BEGIN SUPPLIED ENTRIES
PR #947, opened 2016-07-20
new themes format

ghost:
another attempt 
new format for .themеs notecard:
ElementName ~ texture=texture_id ~ color=color_vector ~ shiny=shiny_type ~ glow=glow_level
END SUPPLIED ENTRIES
Only a number is asked for here: the count of lines in the records that hold "format".

TASK RESPONSE: 2